Sin embargo, soy precavido respecto a descartar, en este estadio, cualquier tipo de boicot. Puesto que el Estado turco ha tomado el sistema universitario, no podemos fingir que las cosas pueden seguir transcurriendo como siempre. Por ejemplo, cualquier académico nombrado durante la purga de Erdogan es, a mi juicio, un objetivo legítimo para el boicot, porque su propósito no es hacer crecer el conocimiento y la comprensión –que debería ser la razón de ser de cualquier universidad–, sino ejercer de policía del pensamiento para el régimen del AKP. Un boicot que toma por objetivo específico a la dictadura de Erdogan es bien distinto de un veto absoluto al sistema universitario turco en su conjunto, y mucho más deseable. Ese enfoque subraya que el objetivo es proteger al sector académico de la embestida de Erdogan, y no –al modo de la campaña del BDS– la destrucción integral de Turquía como Estado soberano.

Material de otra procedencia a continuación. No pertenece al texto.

PR #632, opened 2023-09-27
Optionally return full role arn including path during token verification

### LINKED ISSUE #153: IAM roles with paths are only recognized without the path
Assuming I have the following role ARN:

```
arn:aws:iam::1234567890:role/iam-ss/some-path/actual-role-name
```

If I enter this under `mapRoles`, this will not be recognized. Instead I need to enter:

```
arn:aws:iam::1234567890:role/actual-role-name
```

### LINKED ISSUE #268: Roles with paths do not work when the path is included in their ARN in the aws-auth configmap
I have a role with an ARN that looks like this: `arn:aws:iam::XXXXXXXXXXXX:role/gitlab-ci/gitlab-runner`. My aws-auth configmap was as follow:

```
apiVersion: v1
kind: ConfigMap
metadata:
  name: aws-auth
  namespace: kube-system
data:
  mapRoles: |
    - rolearn: arn:aws:iam::XXXXXXXXXXXX:role/EKSWorkerNode
      username: system:node:{{EC2PrivateDNSName}}
      groups:
        - system:bootstrappers
        - system:nodes
    - rolearn: arn:aws:iam::XXXXXXXXXXXX:role/EKSServiceWorker
      username: kubernetes-admin
      groups:
        - system:masters
    - rolearn: arn:aws:iam::XXXXXXXXXXXX:role/gitlab-ci/gitlab-runner
      username: gitlab-admin
      groups:
        - system:masters
```

I repeated got unauthorized errors from the cluster until I updated the `rolearn` to `arn:aws:iam::XXXXXXXXXXXX:role/gitlab-runner`. After that change my access worked as expected.

If it makes a difference, I'm using assume-role on our gitlab-runner, and using `aws eks update-kubeconfig --region=us-east-1 --name=my-cluster` to get kubectl configured.

terrycain:
**What this PR does / why we need it**: When creating EKS nodegroups where the node's IAM role contains a path, the nodes fail to join the cluster. This adds the ability to look up a role's full ARN including the path and return that when verifying a token.

The reason this is needed is because the assume-role ARN that is returned by `sts.get-caller-idendentity` does not include the IAM role's path.

I've added a "role cache" which calles `iam.list-roles` and stores a mapping between the roles unique role ID and the full ARN, as the `UserID` returned by `sts.get-caller-identity` contains the roles unique ID therefore looking up the existing role's correct ARN is possible.

This does require the clusters IAM role to have the `iam:ListRoles` action. If the role cache gets an error when calling list roles and its not a transient error, it'll disable all future lookups and the functionality will revert to the original behaviour. I figured it would be better to make this more an opt in rather than a requirement as else it might just break nodes joining a cluster whenever its released.

**Which issue(s) this PR fixes**:
Fixes #268
Fixes #153

### DIFF
--- a/pkg/token/rolecache.go
+++ b/pkg/token/rolecache.go
@@ -1,0 +1,103 @@
+package token
+
+import (
+	"errors"
+	"github.com/aws/aws-sdk-go/aws/awserr"
+	"github.com/aws/aws-sdk-go/aws/session"
+	"github.com/aws/aws-sdk-go/service/iam"
+	"github.com/sirupsen/logrus"
+	"sync"
+	"time"
+)
+
+type IAMClient interface {
+	ListRolesPages(input *iam.ListRolesInput, fn func(*iam.ListRolesOutput, bool) bool) error
+}
+
+// RoleCache Cache on first use IAM role cache which stores a map of Role ID -> ARN for lookup during verify
+// operations. This solves the issue of assume-role ARNs not including the assumed role's path.
+type RoleCache struct {
+	awsClient   IAMClient
+	searchRoles bool
+	lastUpdate  time.Time
+	idToFullARN map[string]string
+	mutex       sync.RWMutex
+}
+
+// NewRoleCache Creates a RoleCache and returns it.
+func NewRoleCache() *RoleCache {
+	sess, err := session.NewSessionWithOptions(session.Options{SharedConfigState: session.SharedConfigEnable})
+	var iamClient *iam.IAM
+	if err != nil {
+		logrus.WithError(err).Warn("failed to instantiate AWS session, disabling full role ARN lookup")
+	} else {
+		iamClient = iam.New(sess)
+	}
+
+	return &RoleCache{
+		awsClient:   iamClient,
+		searchRoles: iamClient != nil,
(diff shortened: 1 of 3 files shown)


terrycain:
@dims / @nckturner / @nnmin-aws can we get a review on this please?

terrycain:
Thanks @nnmin-aws the tests seem to have passed, what now?

terrycain:
@nnmin-aws @dims @nckturner what else is required for this PR? There's been no progress for nearly 2 months, some guidance would be appreciated.

dims:
cc @cartermckinnon

nnmin-aws:
@terrycain @dims apology for the delay! i am so sorry about it. We were hesitating at the change because it requires additional invocation of aws IAM and might increase latency of authN.

There is another PR actually merged https://github.com/kubernetes-sigs/aws-iam-authenticator/pull/670/files#diff-5de38ab8d77d935766314beeb9a9e3b7165eb470e656dbb5e4fdf9bb60ae59de. which removed the path from the arn comparison.

Could you please kindly pull latest release and verify if it works for your scenario? If it doesn't, we can check this PR again.

Thank you!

Por otro lado, hay mejores vías que la del boicot para demostrar solidaridad. Para empezar, los académicos occidentales deberían presionar al Departamento de Estado y a otros ministerios extranjeros para que exijan al Consejo turco de Educación Superior que revoque la prohibición, impuesta tras la intentona golpista, de que los académicos viajen al extranjero. Para continuar, deberían instar a los administradores de las universidades a que ofrezcan trabajos, becas, ayudas a la investigación y otras formas de sustento a los académicos que hayan sido víctimas del bisturí de Erdogan.
Resulta grato comprobar que empieza a haber movimiento en este último frente: miles de académicos están firmando una petición solidaria en internet. La Asociación Americana de Profesores Universitarios, cuya misión declarada es promover la libertad académica, ha suscrito un comunicado de la red Académicos en Riesgo en el que, entre otras cosas, pide que otros organismos académicos fuera de Turquía acojan a “académicos y estudiantes cesados, desplazados o amenazados en Turquía”. Es un comienzo, pero se necesita mucho, muchísimo más.